Fabrication of porous Li4SiO4 ceramic sorbent pebbles with high CO2 sorption capacity via the simple freeze-drying method

[Display omitted] •The Li4SiO4 sorbents with the porous structure were successfully fabricated via the simple Freeze-drying method.•The prepared FSC sorbents exhibited high CO2 sorption capacity of 0.305 g CO2/g sorbent and excellent cyclic durability.•The reaction channels formed by the columnar ice crystals can accelerate the reaction dynamics between the Li+ and CO2 gas. At present, the Li4SiO4 ceramic sorbents have displayed a great prospect for CO2 gas removal in the atmosphere owing to their high sorption capacity and stable sorption-desorption property. In this paper, a simple method combining the wet method and freeze-drying method is initially employed to fabricate Li4SiO4 sorbent with rich porosity and direction arrangement channels, which overcomes the dense interior structure, barren porosity, inferior adsorption stability, and costly production described in the previous literature.
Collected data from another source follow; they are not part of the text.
PR #1639, opened 2018-01-31
parallelize startup poll

### LINKED ISSUE #1633: Parallelize user server status check
At startup, the hub takes a long time to check the status of user servers when there are thousands of accounts.

minrk:
puts each check for a running spawner in a coroutine and runs them all concurrently.

Note: this will only improve performance when a large number of Spawners are running and `yield spawner.poll()` takes a nontrivial amount of time. This is because these are coroutines, not threads. If instantiating Spawners themselves takes a long time, performance will not be affected.

closes #1633

### DIFF
--- a/jupyterhub/app.py
+++ b/jupyterhub/app.py
@@ -1204,8 +1204,6 @@ class JupyterHub(Application):
     def init_spawners(self):
         db = self.db
 
-        user_summaries = ['']
-
         def _user_summary(user):
             parts = ['{0: >8}'.format(user.name)]
             if user.admin:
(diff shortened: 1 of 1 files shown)


jupyterhub/app.py
```diff
@@ -1226,39 +1224,49 @@ def user_stopped(user, server_name):
             yield self.proxy.delete_user(user, server_name)
             yield user.stop(server_name)
 
+        @gen.coroutine
+        def check_spawner(user, name, spawner):
+            status = 0
+            if spawner.server:
+                try:
+                    status = yield spawner.poll()
```
yuvipanda: in KubeSpawner, poll doesn't actually have to be a coroutine. Is there something we can do that optimizes based on that info?

minrk: If poll isn't a coroutine, making these concurrent will have no benefit whatsoever, so it's better for it to be a coroutine if it's going to take any time at all.

PR #1642, opened 2018-02-01
Fixes for tests with tornado 5

minrk:
I believe these are *not* compatibility fixes for tornado in JupyterHub in general, as they only affect the tests.

Things started failing because until recently, the tests were never running with asyncio. This was because importing the singleuser server triggered a pyzmq registration which overrode the asyncio registration we have at the module level (which occurred earlier than the notebook import). pyzmq 17 prerelease no longer does this, so asyncio was really being used, revealing a couple of small bugs. These are only in testing utilities involving background threads and cleanup.

### DIFF
--- a/jupyterhub/app.py
+++ b/jupyterhub/app.py
@@ -31,7 +31,6 @@ from tornado.log import app_log, access_log, gen_log
 import tornado.options
 from tornado import gen, web
 from tornado.platform.asyncio import AsyncIOMainLoop
-AsyncIOMainLoop().install()
 
 from traitlets import (
     Unicode, Integer, Dict, TraitError, List, Bool, Any,
@@ -1643,6 +1642,7 @@ class JupyterHub(Application):
     @classmethod
     def launch_instance(cls, argv=None):
         self = cls.instance()
+        AsyncIOMainLoop().install()
         loop = IOLoop.current()
         loop.add_callback(self.launch_instance_async, argv)
         try:
--- a/jupyterhub/tests/conftest.py
+++ b/jupyterhub/tests/conftest.py
@@ -45,9 +45,7 @@ def io_loop(request):
 
     def _close():
         io_loop.clear_current()
-        if (not ioloop.IOLoop.initialized() or
-                io_loop is not ioloop.IOLoop.instance()):
-            io_loop.close(all_fds=True)
+        io_loop.close(all_fds=True)
 
     request.addfinalizer(_close)
     return io_loop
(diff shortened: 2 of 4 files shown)


jupyterhub/tests/conftest.py
```diff
@@ -45,9 +45,7 @@ def io_loop(request):
 
     def _close():
         io_loop.clear_current()
-        if (not ioloop.IOLoop.initialized() or
-                io_loop is not ioloop.IOLoop.instance()):
-            io_loop.close(all_fds=True)
+        io_loop.close(all_fds=True)
```
willingc: Nice. I had isolated `initialized` as a problem yesterday and tried without one of the if conditions. Should have removed both. As an FYI as we think about Tornado 5.0 (as it has quite a few changes with IOLoop), pytest-asyncio is a thing now (based on pytest-tornado). I've also played a bit with MonkeyType and pyAnnotate after having a discussion with Guido about typing/debugging async.

jupyterhub/app.py
```diff
@@ -1643,6 +1642,7 @@ def launch_instance_async(self, argv=None):
     @classmethod
     def launch_instance(cls, argv=None):
         self = cls.instance()
+        AsyncIOMainLoop().install()
```
willingc: Not quite sure why this moves into the class method, other than its functionality changed with the deprecation.
http://www.tornadoweb.org/en/latest/asyncio.html#tornado.platform.asyncio.AsyncIOMainLoop

jupyterhub/tests/conftest.py
minrk: I think this bit of checking was from when we had multiple loops running in threads. We don't need to do all that now that we have just one loop.

I've been thinking about whether pytest-asyncio is appropriate, too. I think we still need to explicity run the tornado eventloop, I'm not sure.

jupyterhub/app.py
minrk: This is a change I've been meaning to do for some time. I don't think triggering configuration at import time is generally the right thing to do. The fact that this was at the module level is the reason we've never been running tests with asyncio, despite all of the code in jupyterhub indicating that we are. Another bit of configuration in the notebook package was overriding that choice with pyzmq's eventloop at a later point, and thus taking precedence. Moving it here ensures that the choice takes place.

minrk:
Thanks!

jupyterhub/app.py
willingc: Cool. Thanks for the explanation.

jupyterhub/tests/conftest.py
willingc: Quite likely, we may have a set of tests that use pytest-Tornado and gradually introduce others with pytest-asyncio.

The effects of freeze way and temperature on the interior structure of Li4SiO4 sorbent were studied respectively. In the freeze-drying process, only the freeze-drying Li4SiO4 cylinder (FSC) green sorbents have columnar ice crystals in the interior owing to the temperature gradient, and the unidirectional alignment of pore channels can be obtained after the vacuum drying process due to the sublimation of ice crystals, which will improve CO2 capture capacity. Moreover, it can be seen from the optical image that the sorbent pebbles have a uniform distribution of diameter and sorbent samples of OSF (fabricated without the freezing process), FSP (fabricated with the freezing process), and FSC show excellent mechanical strength of 37.5 N, 22.5 N, and 0.43Mpa, respectively. Compared with OSP and FSP samples, the FSC sorbent performed superior CO2 sorption capacities (0.305 g CO2/g sorbent) and outstanding stability after 40 times cycles due to its optimal pore microstructure. Therefore, the prominent capture capacity and the satisfying crushing load of the FSC sorbents fabricated via the Freeze-drying method in this paper have promising prospects for CO2 removal.